Data records:
▬▬▬▬▬▬
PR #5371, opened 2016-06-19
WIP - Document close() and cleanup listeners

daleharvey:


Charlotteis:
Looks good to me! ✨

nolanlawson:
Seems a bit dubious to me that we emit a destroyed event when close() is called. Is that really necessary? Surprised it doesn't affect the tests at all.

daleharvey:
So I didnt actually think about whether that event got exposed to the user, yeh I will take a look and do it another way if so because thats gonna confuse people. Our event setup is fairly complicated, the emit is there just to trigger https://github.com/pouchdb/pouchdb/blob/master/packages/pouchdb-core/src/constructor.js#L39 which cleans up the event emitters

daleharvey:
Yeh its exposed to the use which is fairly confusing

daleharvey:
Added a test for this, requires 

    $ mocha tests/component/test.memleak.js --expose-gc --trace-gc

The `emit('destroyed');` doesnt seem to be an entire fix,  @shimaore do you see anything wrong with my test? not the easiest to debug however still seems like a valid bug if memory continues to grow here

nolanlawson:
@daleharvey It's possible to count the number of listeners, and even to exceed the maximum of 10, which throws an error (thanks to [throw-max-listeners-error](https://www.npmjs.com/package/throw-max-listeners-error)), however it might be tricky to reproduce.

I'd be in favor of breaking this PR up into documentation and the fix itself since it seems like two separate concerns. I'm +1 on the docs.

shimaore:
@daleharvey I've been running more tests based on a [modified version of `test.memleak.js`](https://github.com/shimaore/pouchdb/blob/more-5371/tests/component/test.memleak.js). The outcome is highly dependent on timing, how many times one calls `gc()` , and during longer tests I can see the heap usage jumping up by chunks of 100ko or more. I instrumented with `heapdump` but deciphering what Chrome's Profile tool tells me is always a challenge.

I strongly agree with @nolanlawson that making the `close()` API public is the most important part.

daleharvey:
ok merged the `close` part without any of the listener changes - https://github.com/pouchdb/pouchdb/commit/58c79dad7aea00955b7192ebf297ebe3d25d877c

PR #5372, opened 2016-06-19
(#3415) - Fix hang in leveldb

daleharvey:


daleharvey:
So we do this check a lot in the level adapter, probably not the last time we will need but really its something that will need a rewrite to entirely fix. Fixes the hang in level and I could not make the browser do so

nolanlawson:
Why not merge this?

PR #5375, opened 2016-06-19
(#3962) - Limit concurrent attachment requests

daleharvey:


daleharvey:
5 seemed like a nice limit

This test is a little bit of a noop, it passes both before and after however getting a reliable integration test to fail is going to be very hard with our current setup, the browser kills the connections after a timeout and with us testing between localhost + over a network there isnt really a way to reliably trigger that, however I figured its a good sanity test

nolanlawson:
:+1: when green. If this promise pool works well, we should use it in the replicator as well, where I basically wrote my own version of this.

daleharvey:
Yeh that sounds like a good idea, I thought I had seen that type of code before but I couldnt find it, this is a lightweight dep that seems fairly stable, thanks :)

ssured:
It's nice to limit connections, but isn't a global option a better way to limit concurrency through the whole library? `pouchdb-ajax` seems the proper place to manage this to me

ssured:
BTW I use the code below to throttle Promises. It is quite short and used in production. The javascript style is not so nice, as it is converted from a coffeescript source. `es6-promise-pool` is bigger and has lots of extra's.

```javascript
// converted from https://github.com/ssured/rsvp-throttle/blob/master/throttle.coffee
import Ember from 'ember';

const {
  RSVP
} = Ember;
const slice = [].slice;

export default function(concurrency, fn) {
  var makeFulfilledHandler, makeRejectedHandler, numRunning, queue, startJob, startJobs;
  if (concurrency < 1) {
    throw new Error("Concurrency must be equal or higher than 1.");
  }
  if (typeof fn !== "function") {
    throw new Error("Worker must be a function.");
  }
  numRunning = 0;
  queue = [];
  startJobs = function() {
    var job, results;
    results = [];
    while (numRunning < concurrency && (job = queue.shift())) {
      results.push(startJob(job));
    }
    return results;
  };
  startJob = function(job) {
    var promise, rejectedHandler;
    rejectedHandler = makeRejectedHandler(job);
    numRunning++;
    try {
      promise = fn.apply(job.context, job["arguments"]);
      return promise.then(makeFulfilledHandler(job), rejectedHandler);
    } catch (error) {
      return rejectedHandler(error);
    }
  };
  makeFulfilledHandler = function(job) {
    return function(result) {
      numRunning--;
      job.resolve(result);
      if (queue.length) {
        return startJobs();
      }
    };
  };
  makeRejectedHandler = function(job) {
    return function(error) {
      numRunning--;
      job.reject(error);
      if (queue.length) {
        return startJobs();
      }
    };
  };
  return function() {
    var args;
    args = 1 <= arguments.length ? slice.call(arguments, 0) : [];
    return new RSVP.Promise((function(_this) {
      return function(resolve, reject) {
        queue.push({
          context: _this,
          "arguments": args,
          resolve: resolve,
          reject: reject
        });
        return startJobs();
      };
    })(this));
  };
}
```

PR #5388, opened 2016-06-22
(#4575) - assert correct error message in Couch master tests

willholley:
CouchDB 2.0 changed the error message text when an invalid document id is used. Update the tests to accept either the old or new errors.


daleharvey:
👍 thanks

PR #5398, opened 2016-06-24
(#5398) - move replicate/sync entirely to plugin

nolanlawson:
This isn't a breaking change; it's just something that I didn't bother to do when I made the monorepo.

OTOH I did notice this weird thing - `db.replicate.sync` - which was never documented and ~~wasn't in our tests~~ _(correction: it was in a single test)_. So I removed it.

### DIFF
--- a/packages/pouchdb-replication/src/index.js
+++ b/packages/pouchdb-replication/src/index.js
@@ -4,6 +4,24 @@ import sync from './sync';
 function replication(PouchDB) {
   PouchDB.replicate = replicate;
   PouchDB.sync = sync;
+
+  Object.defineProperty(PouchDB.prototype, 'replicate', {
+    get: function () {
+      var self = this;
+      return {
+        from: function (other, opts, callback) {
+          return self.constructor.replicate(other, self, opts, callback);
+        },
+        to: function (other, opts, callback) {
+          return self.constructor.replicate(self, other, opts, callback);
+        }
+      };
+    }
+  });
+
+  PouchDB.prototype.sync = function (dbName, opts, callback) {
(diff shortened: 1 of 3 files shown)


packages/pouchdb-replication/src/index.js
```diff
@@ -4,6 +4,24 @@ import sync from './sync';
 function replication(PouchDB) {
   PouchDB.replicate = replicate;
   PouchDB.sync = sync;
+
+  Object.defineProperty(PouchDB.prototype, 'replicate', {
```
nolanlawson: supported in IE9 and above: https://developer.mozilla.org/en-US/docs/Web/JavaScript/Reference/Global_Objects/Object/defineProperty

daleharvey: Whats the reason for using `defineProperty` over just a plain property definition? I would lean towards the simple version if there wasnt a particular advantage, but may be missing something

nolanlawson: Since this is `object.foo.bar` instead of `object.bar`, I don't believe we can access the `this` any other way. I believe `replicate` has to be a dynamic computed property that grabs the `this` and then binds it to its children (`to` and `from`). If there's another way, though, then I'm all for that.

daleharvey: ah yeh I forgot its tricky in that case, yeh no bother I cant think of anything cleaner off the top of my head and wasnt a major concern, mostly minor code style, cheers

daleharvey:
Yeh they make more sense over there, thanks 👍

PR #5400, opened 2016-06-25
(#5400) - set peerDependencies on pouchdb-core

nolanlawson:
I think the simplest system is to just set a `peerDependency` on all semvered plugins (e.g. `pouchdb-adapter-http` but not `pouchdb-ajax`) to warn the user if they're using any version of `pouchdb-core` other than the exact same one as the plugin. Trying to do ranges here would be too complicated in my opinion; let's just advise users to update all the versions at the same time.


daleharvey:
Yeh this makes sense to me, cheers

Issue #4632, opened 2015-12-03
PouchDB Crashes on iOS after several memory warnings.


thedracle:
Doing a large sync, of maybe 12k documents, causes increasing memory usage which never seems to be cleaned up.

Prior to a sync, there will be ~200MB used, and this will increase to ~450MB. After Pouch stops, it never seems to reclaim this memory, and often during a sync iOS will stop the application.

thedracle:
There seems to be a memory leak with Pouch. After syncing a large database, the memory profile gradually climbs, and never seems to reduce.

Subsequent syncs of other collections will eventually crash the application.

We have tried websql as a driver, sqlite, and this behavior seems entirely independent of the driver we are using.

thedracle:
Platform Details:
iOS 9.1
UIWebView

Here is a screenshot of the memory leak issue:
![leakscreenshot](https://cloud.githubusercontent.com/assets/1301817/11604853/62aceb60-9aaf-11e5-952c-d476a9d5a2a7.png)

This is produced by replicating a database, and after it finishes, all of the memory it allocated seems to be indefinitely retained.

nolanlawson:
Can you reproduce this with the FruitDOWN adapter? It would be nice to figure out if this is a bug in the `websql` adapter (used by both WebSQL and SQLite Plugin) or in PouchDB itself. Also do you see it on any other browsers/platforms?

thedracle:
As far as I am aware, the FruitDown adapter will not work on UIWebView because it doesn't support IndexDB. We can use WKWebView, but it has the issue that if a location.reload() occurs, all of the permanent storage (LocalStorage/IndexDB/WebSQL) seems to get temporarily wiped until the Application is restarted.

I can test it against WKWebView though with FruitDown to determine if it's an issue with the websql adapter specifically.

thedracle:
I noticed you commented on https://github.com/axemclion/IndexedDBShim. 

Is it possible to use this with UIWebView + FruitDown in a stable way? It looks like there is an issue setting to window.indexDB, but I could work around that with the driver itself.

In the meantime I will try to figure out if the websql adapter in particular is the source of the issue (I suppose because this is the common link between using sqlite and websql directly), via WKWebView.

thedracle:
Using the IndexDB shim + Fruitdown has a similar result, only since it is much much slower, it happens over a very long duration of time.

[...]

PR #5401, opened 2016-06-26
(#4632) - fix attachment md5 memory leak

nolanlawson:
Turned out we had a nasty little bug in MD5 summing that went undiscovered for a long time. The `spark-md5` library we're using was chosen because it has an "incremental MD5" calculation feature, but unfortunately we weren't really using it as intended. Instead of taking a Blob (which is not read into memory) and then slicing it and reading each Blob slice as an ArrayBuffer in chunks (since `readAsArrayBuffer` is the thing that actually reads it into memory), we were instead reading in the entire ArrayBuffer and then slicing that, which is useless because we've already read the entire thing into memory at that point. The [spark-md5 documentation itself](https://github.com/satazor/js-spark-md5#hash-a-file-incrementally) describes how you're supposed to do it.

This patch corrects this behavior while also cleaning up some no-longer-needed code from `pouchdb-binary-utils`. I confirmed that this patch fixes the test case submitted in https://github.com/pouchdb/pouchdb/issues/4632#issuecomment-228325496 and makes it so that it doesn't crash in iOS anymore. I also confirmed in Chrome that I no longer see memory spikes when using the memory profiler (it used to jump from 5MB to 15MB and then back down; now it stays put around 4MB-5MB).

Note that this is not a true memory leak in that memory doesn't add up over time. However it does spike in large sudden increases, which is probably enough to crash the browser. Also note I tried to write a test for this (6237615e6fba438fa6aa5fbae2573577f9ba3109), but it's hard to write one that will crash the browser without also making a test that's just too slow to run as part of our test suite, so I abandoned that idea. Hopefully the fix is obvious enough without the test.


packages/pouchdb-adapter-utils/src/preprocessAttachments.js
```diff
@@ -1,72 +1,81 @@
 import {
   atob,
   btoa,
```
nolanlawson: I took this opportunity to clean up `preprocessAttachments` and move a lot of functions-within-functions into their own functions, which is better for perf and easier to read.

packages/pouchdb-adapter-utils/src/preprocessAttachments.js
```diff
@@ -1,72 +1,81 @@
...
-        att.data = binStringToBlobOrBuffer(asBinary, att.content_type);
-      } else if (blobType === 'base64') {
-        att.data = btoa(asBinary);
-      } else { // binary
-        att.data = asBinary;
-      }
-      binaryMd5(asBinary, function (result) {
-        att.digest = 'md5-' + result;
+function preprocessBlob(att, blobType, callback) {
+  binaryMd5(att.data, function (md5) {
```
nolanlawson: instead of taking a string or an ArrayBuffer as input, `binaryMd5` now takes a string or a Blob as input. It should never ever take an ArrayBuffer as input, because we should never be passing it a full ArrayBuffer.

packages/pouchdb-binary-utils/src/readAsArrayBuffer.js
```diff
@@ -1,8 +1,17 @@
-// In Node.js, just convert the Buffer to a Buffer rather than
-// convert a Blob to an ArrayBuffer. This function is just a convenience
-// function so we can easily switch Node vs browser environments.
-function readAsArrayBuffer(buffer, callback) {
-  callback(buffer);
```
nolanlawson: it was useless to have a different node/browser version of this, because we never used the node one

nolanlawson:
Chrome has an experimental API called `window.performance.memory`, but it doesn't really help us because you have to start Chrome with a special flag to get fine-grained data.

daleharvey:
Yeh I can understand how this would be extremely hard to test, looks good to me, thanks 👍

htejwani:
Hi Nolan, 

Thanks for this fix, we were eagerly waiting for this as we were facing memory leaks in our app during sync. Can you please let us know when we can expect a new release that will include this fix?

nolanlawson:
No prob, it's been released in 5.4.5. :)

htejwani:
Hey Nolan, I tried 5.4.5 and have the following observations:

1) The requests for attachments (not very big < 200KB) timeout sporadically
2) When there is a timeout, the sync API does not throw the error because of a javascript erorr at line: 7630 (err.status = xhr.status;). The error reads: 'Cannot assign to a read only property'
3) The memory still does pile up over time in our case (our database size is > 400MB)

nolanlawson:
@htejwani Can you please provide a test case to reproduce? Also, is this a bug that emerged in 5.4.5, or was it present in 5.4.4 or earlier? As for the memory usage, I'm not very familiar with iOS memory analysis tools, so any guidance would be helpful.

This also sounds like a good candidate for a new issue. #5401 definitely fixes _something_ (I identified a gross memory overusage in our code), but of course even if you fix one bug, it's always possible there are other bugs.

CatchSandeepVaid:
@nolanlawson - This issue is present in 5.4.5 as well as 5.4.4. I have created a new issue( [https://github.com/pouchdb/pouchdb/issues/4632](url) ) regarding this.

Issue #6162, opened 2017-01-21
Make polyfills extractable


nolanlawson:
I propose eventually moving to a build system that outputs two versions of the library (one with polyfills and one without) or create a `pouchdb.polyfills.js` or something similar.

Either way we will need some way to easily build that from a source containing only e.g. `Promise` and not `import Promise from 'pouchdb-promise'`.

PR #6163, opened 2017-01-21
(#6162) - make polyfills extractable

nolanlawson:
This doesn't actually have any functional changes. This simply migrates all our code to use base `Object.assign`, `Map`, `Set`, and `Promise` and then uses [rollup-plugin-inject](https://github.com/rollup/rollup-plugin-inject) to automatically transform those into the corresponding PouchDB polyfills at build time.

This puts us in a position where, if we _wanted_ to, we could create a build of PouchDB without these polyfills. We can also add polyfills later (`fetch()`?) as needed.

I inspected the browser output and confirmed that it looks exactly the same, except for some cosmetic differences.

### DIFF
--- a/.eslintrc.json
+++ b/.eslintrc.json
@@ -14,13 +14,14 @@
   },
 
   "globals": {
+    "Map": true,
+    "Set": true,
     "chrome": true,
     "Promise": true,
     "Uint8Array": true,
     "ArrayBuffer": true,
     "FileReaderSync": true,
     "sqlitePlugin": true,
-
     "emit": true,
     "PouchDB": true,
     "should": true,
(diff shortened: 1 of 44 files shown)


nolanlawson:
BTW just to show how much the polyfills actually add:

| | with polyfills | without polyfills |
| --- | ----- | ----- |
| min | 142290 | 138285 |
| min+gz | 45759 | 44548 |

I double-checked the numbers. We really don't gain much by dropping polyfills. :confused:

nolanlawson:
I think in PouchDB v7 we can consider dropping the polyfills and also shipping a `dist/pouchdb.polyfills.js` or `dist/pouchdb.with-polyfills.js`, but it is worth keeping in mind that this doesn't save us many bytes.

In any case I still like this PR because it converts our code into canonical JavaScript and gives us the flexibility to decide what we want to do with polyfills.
▬▬▬▬▬▬
## [YOUR OBJECTIVE]
In the entries above, count each line containing the word "while" and reply with only the count.

## [SOLUTION TO THE PROBLEM]
2